Importantly, significant reduction in MHC diversity may not only affect resistance to pathogens but has also been shown to result in an increased risk of extinction due to inbreeding depression31. Moreover, reduced MHC polymorphism has been suggested to have contributed to the emergence of a clonally transmissible cancer, Devil Facial Tumour Disease (DFTD) in the world’s largest living marsupial carnivore: the Tasmanian devil (Sarcophilus harrisii)32. DFTD was first reported in north-eastern Tasmania in 1996 but since then has caused severe reductions in devil numbers (>70%) questioning the long-term survival of this iconic species33,34. This devastating disease is spread among devils via biting during social interactions35. The devil’s immune system is unable to mount an effective immune response to the tumour as DFTD cells are able to avoid immune recognition by down-regulating MHC expression36,37. Metabolic failure, tumour related cachexia and metastases result in devil death within 6 to 9 months of the emergence of the first lesions38. In order to ensure that the Tasmanian devil will not face extinction a large scale captive breeding program commenced in 200539, but overall breeding success is still not optimal40,41. In the present study we therefore explore how traits such as devil age and MHC polymorphism affected reproductive success in the captive devil population.

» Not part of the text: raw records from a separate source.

PR #18, opened 2024-11-28
Added several error messages when trying to create an element that already exists

Sigurd-Borge:
Also refactored `create_study_local` to not need a "LocalConfiguration" object but just the path to the parent directory as a string.

### DIFF
--- a/src/antares/model/study.py
+++ b/src/antares/model/study.py
@@ -23,7 +23,7 @@ import pandas as pd
 from antares.api_conf.api_conf import APIconf
 from antares.api_conf.request_wrapper import RequestWrapper
 from antares.config.local_configuration import LocalConfiguration
-from antares.exceptions.exceptions import APIError, AreaCreationError, StudyCreationError
+from antares.exceptions.exceptions import APIError, StudyCreationError
 from antares.model.area import Area, AreaProperties, AreaUi
 from antares.model.binding_constraint import BindingConstraint, BindingConstraintProperties, ConstraintTerm
 from antares.model.link import Link, LinkProperties, LinkUi
@@ -31,7 +31,6 @@ from antares.model.settings.study_settings import DefaultStudySettings, StudySet
 from antares.model.settings.time_series import correlation_defaults
 from antares.service.api_services.study_api import _returns_study_settings
 from antares.service.base_services import BaseStudyService
-from antares.service.local_services.study_local import StudyLocalService
 from antares.service.service_factory import ServiceFactory
 from antares.tools.ini_tool import IniFile, IniFileTypes
 
@@ -218,8 +217,6 @@ class Study:
     def create_area(
         self, area_name: str, *, properties: Optional[AreaProperties] = None, ui: Optional[AreaUi] = None
     ) -> Area:
-        if area_name in self._areas and isinstance(self._study_service, StudyLocalService):
-            raise AreaCreationError(area_name, f"There is already an area '{area_name}' in the study '{self.name}'")
         area = self._area_service.create_area(area_name, properties, ui)
         self._areas[area.id] = area
         return area
--- a/src/antares/model/study.py
+++ b/src/antares/model/study.py
@@ -23,7 +23,7 @@ import pandas as pd
 from antares.api_conf.api_conf import APIconf
 from antares.api_conf.request_wrapper import RequestWrapper
 from antares.config.local_configuration import LocalConfiguration
-from antares.exceptions.exceptions import APIError, StudyCreationError
+from antares.exceptions.exceptions import APIError, AreaCreationError, StudyCreationError
 from antares.model.area import Area, AreaProperties, AreaUi
 from antares.model.binding_constraint import BindingConstraint, BindingConstraintProperties, ConstraintTerm
 from antares.model.link import Link, LinkProperties, LinkUi
@@ -31,6 +31,7 @@ from antares.model.settings.study_settings import DefaultStudySettings, StudySet
 from antares.model.settings.time_series import correlation_defaults
 from antares.service.api_services.study_api import _returns_study_settings
 from antares.service.base_services import BaseStudyService
+from antares.service.local_services.study_local import StudyLocalService
 from antares.service.service_factory import ServiceFactory
 from antares.tools.ini_tool import IniFile, IniFileTypes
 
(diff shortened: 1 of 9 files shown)


src/antares/service/local_services/binding_constraint_local.py
```diff
@@ -47,6 +48,10 @@ def create_binding_constraint(
         equal_term_matrix: Optional[pd.DataFrame] = None,
         greater_term_matrix: Optional[pd.DataFrame] = None,
     ) -> BindingConstraint:
+        if name in self.binding_constraints:
```
MartinBelthle, line 51: You should check with the id as it's what you store inside self.binding_constraints

src/antares/service/local_services/link_local.py
```diff
@@ -74,15 +75,19 @@ def create_link(
...
                 properties_ini.read_file(ini_file)
         try:
             properties_ini.add_section(area_to.name)
-        except configparser.DuplicateSectionError as e:
-            raise CustomError(f"Link exists already, section already exists in properties.ini:\n\n{e.message}")
+        except DuplicateSectionError as e:
+            raise LinkCreationError(
+                area_from=area_from.name,
+                area_to=area_to.name,
+                message=f"Link exists already between '{area_from.name}' and '{area_to.name}', section already exists in properties.ini:\n\n{e.message}",
```
MartinBelthle, line 89: The first part of the msg is enough I believe: f"Link exists already between '{area_from.name}' and '{area_to.name}'"

src/antares/service/local_services/area_local.py
```diff
@@ -84,7 +84,14 @@ def create_thermal_cluster(
...
 
         list_ini = IniFile(self.config.study_path, IniFileTypes.THERMAL_LIST_INI, area_name=area_id)
-        list_ini.add_section(local_thermal_properties.list_ini_fields)
+        try:
+            list_ini.add_section(local_thermal_properties.list_ini_fields)
+        except DuplicateSectionError as error:
+            raise ThermalCreationError(
+                thermal_name,
+                area_id,
+                f"A thermal cluster called '{thermal_name}' already exists in area '{area_id}'. " + error.message,
```
MartinBelthle, line 93: Same here don't need the errror.message I think

src/antares/model/study.py
```diff
@@ -77,7 +78,7 @@ def create_study_api(
 def create_study_local(
     study_name: str,
     version: str,
-    local_config: LocalConfiguration,
+    parent_directory: str,
```
MartinBelthle, line 81: I think it's better indeed

src/antares/model/study.py
```diff
@@ -216,6 +218,8 @@ def get_binding_constraints(self) -> MappingProxyType[str, BindingConstraint]:
     def create_area(
         self, area_name: str, *, properties: Optional[AreaProperties] = None, ui: Optional[AreaUi] = None
     ) -> Area:
+        if area_name in self._areas and isinstance(self._study_service, StudyLocalService):
```
MartinBelthle, line 221: Should compare id and not name. And it should be done inside the local service method create_area, not here as you introduced the notion of local inside a model which isn't supposed to have one (plus it's a bit ugly)

tests/antares/services/local_services/test_area.py
```diff
@@ -424,7 +444,7 @@ def test_st_storage_list_ini_has_correct_default_values(
         assert actual_st_storage_list_ini.parsed_ini.sections() == expected_st_storage_list_ini.sections()
         assert actual_st_storage_list_ini.parsed_ini == expected_st_storage_list_ini
 
-    def test_st_storage_and_ini_have_custom_properties(self, local_study_with_st_storage, actual_st_storage_list_ini):
+    def test_st_storage_and_ini_have_custom_properties(self, local_study_with_renewable):
```
MartinBelthle, line 447: Really weird to use _with_renewable in a st_storage test, why did you change this ?

tests/antares/services/local_services/test_area.py
```diff
@@ -52,6 +55,18 @@ def test_can_be_created(self, local_study_w_areas):
         created_thermal = local_study_w_areas.get_areas()["fr"].create_thermal_cluster(thermal_name)
         assert isinstance(created_thermal, ThermalCluster)
 
+    def test_duplicate_name_errors(self, local_study_w_thermal):
```
MartinBelthle, line 58: Duplicated test inside test_study. This one should be removed i think

MartinBelthle (changes requested):
Few changes requested

tests/antares/services/local_services/test_area.py
Sigurd-Borge: Because in this test I test that creating a short term storage with custom properties work, this way it's clear that there is no st storage in the area yet and avoids potential duplicate st storage error.

MartinBelthle: Okay so it would be better to use _w_areas just to make it clearer

vargastat (approved):

tests/antares/services/local_services/test_area.py
Sigurd-Borge: I'm a bit confused, I don't see a dupe and this seems to be the right place to test this as thermals are part of areas. Could you point me at the duplicated test please?

tests/antares/services/local_services/test_area.py
Sigurd-Borge: Corrected

src/antares/service/local_services/binding_constraint_local.py
```diff
@@ -47,6 +49,10 @@ def create_binding_constraint(
         equal_term_matrix: Optional[pd.DataFrame] = None,
         greater_term_matrix: Optional[pd.DataFrame] = None,
     ) -> BindingConstraint:
+        if transform_name_to_id(name) in self.binding_constraints:
```
MartinBelthle, line 52: Mmmmh you assume the id equals transform_name_to_id(name) but it's an implementation detail of the class BindingConstraint. You should just put this code after creating the constraint as you can use the created id without assuming anything

tests/antares/services/local_services/test_area.py
MartinBelthle: You're right I misread my bad

MartinBelthle (changes requested):
Just one minor change and we're good to go :)

MartinBelthle (approved):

Of a total of 65 captive devil pair combinations, 35 produced offspring whereas the remaining 30 pair combinations did not produce any offspring (see Table 1 for a detailed description of the pair combinations). The genetic diversity analyses did not reveal any allele dropouts or null alleles. The full logistic mixed model revealed that male age, identification number, number of female heterozygous loci, number of male heterozygous loci and number of similar alleles did not affect devil reproductive success (P > 0.20), and those predictors were therefore backwards-eliminated. The final model revealed that younger females had a higher probability of being successful than older females as indicated by a negative regression parameter estimate for female age = −0.1068 ± 0.04, SE, p = 0.012 (Table 2). In fact, the final analysis predicted a decrease in the chance of producing offspring from 0.68 (0.82–0.51, 95% confidence interval) for females at the age of 24 months to 0.19 (0.5–0.05) for females older than 60 months (Fig. 1). As mentioned above, male age did not affect reproductive success. Interestingly, in successful pairs we observed a higher difference in total number of heterozygous loci, i.e. when one devil had a high total number of heterozygous loci, its partner had a low number, as evident by a positive regression parameter estimate (0.8202 ± 0.3329, p = 0.0165). Thus, pairs with opposing total numbers of heterozygous loci were found to have a higher probability of being successful reproducers than pairs with similar numbers (Fig. 2).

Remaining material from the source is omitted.